In 1917, Robert Yellowtail sat in a Washington, D.C., hotel room with Chief Plenty Coups and other Crow leaders. They opened a sacred bundle over the incense of buffalo chips brought from animals at the National Zoo and prayed for help. The next day, Congress rejected the proposed appropriation of their land. But Yellowtail knew the government would return. By the 1940s, federal engineers were back with new plans for a dam in Bighorn Canyon. Yellowtail became the loudest voice against it, warning that the canyon was sacred to his people. The Bureau of Reclamation built it anyway, then named the 525-foot structure after him.
The arguments over the dam split the Crow into factions. The Mountain Crows sided with Yellowtail in opposition. The River Crows saw potential in the electricity revenues the government promised. For a time, the tribe considered leasing the land for fifty years at one million dollars annually. In the end, they sold it outright for 2.5 million dollars, and controversy burned for decades afterward. Robert Yellowtail had already made headlines in 1934 when he became the first Native American to serve as superintendent of his own tribe's reservation. His opposition to the dam that would bear his name cemented his legacy as a defender of Crow sovereignty, even in defeat. The irony of the naming was not lost on anyone who knew the history.
Morrison-Knudsen, the Boise-based contractor that had built Hoover and Grand Coulee dams, landed the contract in 1961. Workers first bored a diversion tunnel through solid rock, then raised a cofferdam to reroute the Bighorn while they poured concrete. Six years later, in December 1967, the arch dam was topped out. For a structure of its scale, the construction claimed only one life. The dam rises 525 feet from bedrock to crest, its curved face holding back Bighorn Lake's waters. Four Francis turbines at the base, each rated at 87,500 horsepower, generate 250 megawatts of electricity. The powerhouse began operations in 1966, a year before the dam was even complete, feeding peaking power into Montana's grid.
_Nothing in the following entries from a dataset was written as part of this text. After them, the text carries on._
PR #2910, opened 2026-06-25
chore(kms-connector): speed up connector tests

eudelins-zama:
- Replaces the use of a fresh dedicated DB server container in every tests by using a shared DB server as a pre-requisite of the tests.
  - Created a `Makefile` to make this setup easier 
  - A new DB (inside the shared server) is still created for each test so there's no conflict between parallel tests.
- Spawns `anvil` as a standard process for each test instead of spawning it in a container.
- Uses `cargo nextest` in CI for better parallelization of all test binaries execution.
- Faster postgres test setup by disabling some crash-safety mechanism and tmpfs

Results:
- Before: https://github.com/zama-ai/fhevm/actions/runs/28167630308/job/83423603105?pr=2908
  - ~10m50s for test compilation+executions (not counting clippy etc.)
- After: https://github.com/zama-ai/fhevm/actions/runs/28847926966/job/85556156248?pr=2910
  - ~8m for test compilation+executions
 
Local gain are much better (without including compilation contrary to above), from ~7ms to ~40s, probably because of higher parallelization of the tests...


dvdplm (dismissed):
Looks sane to me.

I wonder if there's a way to tell Postgres to make an in-memory DB somehow? Or perhaps to use tempfiles only? Or tempfiles on a RAM-disk?

jot2re (dismissed):
Had a look at the surface and looks good, but I am of course not super familiar with the code base or the frameworks used

eudelins-zama:
> I wonder if there's a way to tell Postgres to make an in-memory DB somehow? Or perhaps to use tempfiles only? Or tempfiles on a RAM-disk?

Good idea! Tried to achieve such thing in 8db231779d9db16e56bce24115431050de0b51b3

jot2re (approved):

dvdplm (approved):
hell yeah! :)

eudelins-zama:
@mergifyio queue

isaacdecoded (approved):

PR #2919, opened 2026-06-29
feat(coprocessor): add confidential bridge round-trip coverage

PanGan21:
### Summary

Extends the bridge e2e suite with two round-trip cases the per-direction tests didn't cover:

- host->chain-b->host: re-bridge a bridge-derived handle and assert the value survives the round trip
- compute on a bridged handle on chain-b, then bridge the result back to host and assert the computed value (proves a bridged ciphertext is usable in an FHE op on the destination, not just decryptable)

Related: https://github.com/zama-ai/fhevm-internal/issues/1579


dartdart26 (approved):
Nice, thank you!

PR #2929, opened 2026-06-29
chore(kms-connector): kms context switch latest update

eudelins-zama:
### What

Adapts to latest `NewKmsEpoch` event and fetches the previous epoch material on demand.

Previously the event carried the full material inline:

```solidity
event NewKmsEpoch(..., PreviousKeyInfo[] keys, PreviousCrsInfo[] crsList);
```

Now it carries only the block at which that material is available, and the connector reads it
from the `KMSGeneration` contract when handling the event:

```solidity
event NewKmsEpoch(..., uint256 materialBlockNumber);
```

### Why

Here's the rational behind the changes made at the contract level:
- Initial "issue": https://github.com/zama-ai/fhevm/pull/2615#discussion_r3462478972
- Tech spec update: https://github.com/zama-ai/tech-spec/commit/3f858b37a0bb978d82429dd46a37cc9702a3a647

This PR simply aims to align the kms-connector with the contract and protocol updates.

### Changes

- **Event / ABI:** `NewKmsEpoch` drops `keys` + `crsList`, adds `materialBlockNumber`.
- **DB schema:** `new_kms_epoch` replaces `keys`/`crs_list` columns with `material_block_number`
  (migration + regenerated `.sqlx` descriptors + row read/write paths).
- **On-demand fetch:** new `ProtocolConfigProcessor::fetch_previous_epoch_info` queries
  `getCompletedKeyIds`/`getCompletedCrsIds` (pinned at `materialBlockNumber`) then
  `getKeyInfo`/`getCrsMaterials`; `prepare_new_kms_epoch_request` is now `async`.
- **Dependency bumps:** `kms-grpc`/`bc2wrap` → `b9087af…`, `tfhe` 1.6.1 → 1.6.2,
  plus the field renames that follow (`verification_key`→`signer_address`,
  `extra_verification_keys`→`extra_signer_addresses`, `deserialize_safe`→`deserialize_slice`).
  `fhevm_host_bindings` moves back to a path dependency.


charts/kms-connector/Chart.yaml
```diff
@@ -1,6 +1,6 @@
 name: kms-connector
 description: A helm chart to distribute and deploy the Zama KMS Connector services
-version: 1.5.2
+version: 1.5.3
```
eudelins-zama, line 3: To fix https://github.com/zama-ai/fhevm/actions/runs/28404342275/job/84163311556?pr=2700

kms-connector/crates/kms-worker/src/core/event_processor/protocol_config.rs
```diff
@@ -132,6 +143,71 @@ impl<P: Provider> ProtocolConfigProcessor<P> {
...
+            let key_info = self
+                .kms_generation_contract
+                .getKeyInfo(key_id)
+                .block(material_block_number.into())
+                .call()
+                .await?;
+            let mut key_digests = vec![];
+            for d in key_info.keyDigests.iter() {
+                key_digests.push(KeyDigest {
+                    key_type: key_type_to_string(d.keyType)?,
```
eudelins-zama: Do you think we should return a `ProcessingError::Irrecoverable` here insteand of `anyhow::Error`?

If this fails:
- the RPC node is rogue/broken
  - thus making it Recoverable error gives us time for "fixing" the RPC node
- or there is a critical protocol error
  - in this case, we'll retry this context switch in a loop forever until we manually edit the DB...

This would create a bit of error handling overhead, but not too bad IMO.

kms-connector/crates/kms-worker/src/core/event_processor/protocol_config.rs
```diff
@@ -132,6 +143,71 @@ impl<P: Provider> ProtocolConfigProcessor<P> {
...
+                    digest: d.digest.to_vec(),
+                });
+            }
+            keys_info.push(KeyInfo {
+                key_id: Some(u256_to_request_id(key_id)),
+                preproc_id: Some(u256_to_request_id(key_info.prepKeygenId)),
+                key_parameters: params_type_to_fhe_parameter(key_info.paramsType)?,
```
eudelins-zama: Same question here as [above](https://github.com/zama-ai/fhevm/pull/2929/changes#r3495005474)

kms-connector/crates/utils/src/types/event.rs
```diff
@@ -379,22 +376,19 @@ pub fn from_new_kms_context_row(row: &PgRow) -> anyhow::Result<ProtocolEvent> {
...
-
     let kind = ProtocolEventKind::NewKmsEpoch(NewKmsEpoch {
         kmsContextId: U256::from_le_bytes(row.try_get::<[u8; 32], _>("context_id")?),
         epochId: U256::from_le_bytes(row.try_get::<[u8; 32], _>("epoch_id")?),
         previousContextId: U256::from_le_bytes(row.try_get::<[u8; 32], _>("previous_context_id")?),
         previousEpochId: U256::from_le_bytes(row.try_get::<[u8; 32], _>("previous_epoch_id")?),
-        keys,
-        crsList: crs_list,
+        materialBlockNumber: U256::from_le_bytes(
+            row.try_get::<[u8; 32], _>("material_block_number")?,
```
dvdplm, line 390: It kind of feels like it should be possible to `row.try_get::<U256>` directly. No?

kms-connector/Cargo.toml
```diff
@@ -19,12 +19,10 @@ kms-worker.path = "crates/kms-worker"
...
 fhevm_gateway_bindings = { path = "../gateway-contracts/rust_bindings", default-features = false }
-# TODO: use path bindings again ASAP
-# fhevm_host_bindings = { path = "../host-contracts/rust_bindings", default-features = false }
-fhevm_host_bindings = { git = "https://github.com/zama-ai/fhevm.git", rev = "692a165b9bd99a16d9b09b47e2184090bd16797e", default-features = true }
-kms-grpc = { git = "https://github.com/zama-ai/kms.git", rev = "1edf3a089f8cc10e7bc5052e8f26d9cbaac66a57", default-features = true }
-bc2wrap = { git = "https://github.com/zama-ai/kms.git", rev = "1edf3a089f8cc10e7bc5052e8f26d9cbaac66a57", default-features = true }
-tfhe = { version = "=1.6.1", default-features = false }
+fhevm_host_bindings = { path = "../host-contracts/rust_bindings", default-features = false }
+kms-grpc = { git = "https://github.com/zama-ai/kms.git", rev = "b9087af025de26cd6ada5033e8044b05a518cf22", default-features = true }
+bc2wrap = { git = "https://github.com/zama-ai/kms.git", rev = "b9087af025de26cd6ada5033e8044b05a518cf22", default-features = true }
```
dvdplm, line 24: Maybe we should publish these two, or move them out of the `kms` repo so you don't have to do this ugliness.

kms-connector/crates/kms-worker/src/core/event_processor/protocol_config.rs
dvdplm: The nicest thing would be to make it infallible. It seems like it can fail only if something really bad happens (DB is corrupted or someone somewhere snuck in a bad value) so one could argue that we should panic here and halt the server? (Or would a panic only crash the tokio worker perhaps?)
If that is unpalatable I think I'd prefer this to be `Irrecoverable` tbh.

kms-connector/crates/kms-worker/src/core/event_processor/protocol_config.rs
dvdplm: I don't love that we mix test and production code like this. Best would be that a non-test build crashes loudly if the params type is anything but "default". Would that be possible with some clever `#[cfg(…)]` magic? If you don't like that approach I'd make it irrecoverable like above (or keep the anyhow result but make sure we do the right thing at the call site one level up).

kms-connector/crates/kms-worker/src/core/event_processor/protocol_config.rs
```diff
@@ -132,6 +143,71 @@ impl<P: Provider> ProtocolConfigProcessor<P> {
...
+                key_digests,
+            });
+        }
+
+        let mut crs_info = vec![];
```
dvdplm: nit: all the lengths are known here. I bet the compiler sees this and does `with_capacity` but if you want to give it the hint explicitly...

kms-connector/crates/kms-worker/src/core/event_processor/protocol_config.rs
```diff
@@ -132,6 +143,71 @@ impl<P: Provider> ProtocolConfigProcessor<P> {
...
+        Ok(PreviousEpochInfo {
+            context_id: Some(u256_to_request_id(context_id)),
+            epoch_id: Some(u256_to_request_id(previous_epoch_id)),
+            keys_info,
+            crs_info,
+        })
+    }
 }
 
 fn build_new_kms_context_grpc_from_event(
```
dvdplm, line 231: It seems like neither callers into this fn actually use the `NewKmsContext` after the call, so why pass it as a reference? If you move the event instead you can perhaps get rid of some clones/to_vec below?

kms-connector/crates/kms-worker/src/core/event_processor/protocol_config.rs
eudelins-zama: Yeah unfortunately I think panicking would only crash the tokio worker.

Will go for the `Irrecoverable` I think then

kms-connector/crates/utils/src/types/event.rs
eudelins-zama: No, Postgres have no type for such big integers, so I don't see how `row.try_get::<U256>` could work.

Anyway, we chose to represent U256 as bytes in every tables, so here as well. Thus we need to apply the usual LE encoding/decoding.

Missing something?

kms-connector/Cargo.toml
eudelins-zama: Would appreciate a pre-release, but don't want to delay this PR for this :slightly_smiling_face:

eudelins-zama: Will update in a follow up

kms-connector/crates/kms-worker/src/core/event_processor/protocol_config.rs
eudelins-zama: Hmm, I get your point.

The problem I see would be e2e tests, where we want to use prod images, with test params AFAIU.
The moment you introduce features and/or "`#[cfg(…)]` magic", then you don't really test what goes to `main`...
Worth more discussion though, and/or a follow up issue to decide what we want to do about this.

Keeping the current behavior in this PR, and will use the Irrecoverable approach for now

kms-connector/crates/kms-worker/src/core/event_processor/protocol_config.rs
eudelins-zama: > It seems like neither callers into this fn actually use the NewKmsContext after the call

Not sure this is true: https://github.com/zama-ai/fhevm/blob/5497856b5d5fa97461d0404b5f87bc302612144d/kms-connector/crates/kms-worker/src/core/event_processor/protocol_config.rs#L65-L69
(`event` is used twice, and is a `&NewKmsContext`)

Also, we need the `to_vec` to build the GRPC requests for the `kms-core` anyway. (And `clone` as well I think).

Plus the context switch is not a super critical path, so not sure it would be a game changer :smile:

kms-connector/crates/kms-worker/src/core/event_processor/protocol_config.rs
eudelins-zama: Fixed 969fec253caf683af7d600f84e5d878c6ebe9b7e

kms-connector/crates/kms-worker/src/core/event_processor/protocol_config.rs
eudelins-zama: Fixed 969fec253caf683af7d600f84e5d878c6ebe9b7e

kms-connector/crates/kms-worker/src/core/event_processor/protocol_config.rs
eudelins-zama: Fixed 969fec253caf683af7d600f84e5d878c6ebe9b7e

kms-connector/crates/utils/src/types/event.rs
dvdplm: No, you're right. If there was a `TryGet` trait we own, we could impl it but we don't (?) so... ignore.

kms-connector/crates/kms-worker/src/core/event_processor/protocol_config.rs
dvdplm: This is what I had in mind:

```rust
    pub async fn prepare_new_kms_context_request(
        &self,
        event: NewKmsContext, // didn't check if we can take this by value
    ) -> Result<KmsGrpcRequest, ProcessingError> {
        // get the previous one first, pass event by ref
        let previous_context_event = self
            .fetch_previous_context_creation_event(&event)
            .await
            .map_err(ProcessingError::Recoverable)?;
        // build `new`, consumes `event`
        let new = build_new_kms_context_grpc_from_event(event)?;
        let old = build_new_kms_context_grpc_from_event(&previous_context_event)?;
        Ok(KmsGrpcRequest::NewMpcContext { new, old })
    }
```

Not sure if it could work though.

eudelins-zama: Ah got it.

The "top caller" `prepare_request` only holds `&mut ProtocolEvent`, so to have a raw `NewKmsContext`, we would have to clone it at some point, so I think we're stuck with the ref here

dvdplm (approved):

Before the dam, the Bighorn was a warm-water river. After it, something unexpected happened. Water released from the depths of Bighorn Lake runs cold, and that temperature shift transformed the downstream ecosystem. Rainbow and brown trout now spawn where warm-water species once dominated. The lower Bighorn became one of the finest wild trout fisheries in the United States. Average trout run large here, and the fishing lodges of Fort Smith have built an industry on the dam's unintended gift. Yet the transformation came at a cost. The dam traps sediments that once built islands and sandbars downriver, flattening the Bighorn's character. The fishery thrives in altered conditions that have erased much of the river's original habitat.
Bighorn Lake extends upstream from the dam, crossing the Montana-Wyoming border. Nearly two-thirds of the reservoir's surface area lies in Wyoming, while the trout fishery downstream is entirely Montana's concern. This geography has created ongoing tension. Wyoming wants higher lake levels for boating and water skiing. Montana wants steadier releases to keep the trout healthy. A prolonged western drought forced the Bureau of Reclamation to reduce downstream flows, and the fishing industry on the lower Bighorn declined by over forty percent. Wyoming's recreational usage dropped even more steeply, by over sixty percent. The bureau now tries to balance both interests, maintaining minimum flows below the dam while keeping the lake at levels that satisfy neither state completely.
Because the power station operates on peaking demand, releases from Yellowtail Dam can vary dramatically throughout a single day. To smooth these fluctuations, engineers built a smaller dam downstream, the Yellowtail Afterbay. This secondary structure captures the irregular flows and releases a constant stream into the Bighorn, creating the stable conditions trout need. The Afterbay reservoir has become a destination in its own right, popular for trout fishing from shore and by boat. Above it all, the main dam stands as a monument to mid-century ambition and tribal loss, generating power, holding back floods, and bearing the name of a man who never wanted it built. Robert Yellowtail died in 1988, having lived to see his name etched into concrete that drowned his people's sacred canyon.
Located at 45.31N, 107.96W in Big Horn County, Montana, approximately 45nm southeast of Billings. The concrete arch dam is visible as a pale crescent against the dark canyon walls, with Bighorn Lake extending south into Wyoming. The smaller Afterbay Dam lies just downstream. Best viewed from 4,000-6,000 feet AGL approaching from the east or west to appreciate the dam's scale against the canyon. Nearby airports: Billings Logan International (KBIL) 45nm northwest, Sheridan County Airport (KSHR) 50nm southeast. Morning light highlights the dam face; afternoon shadows deepen the canyon contrast.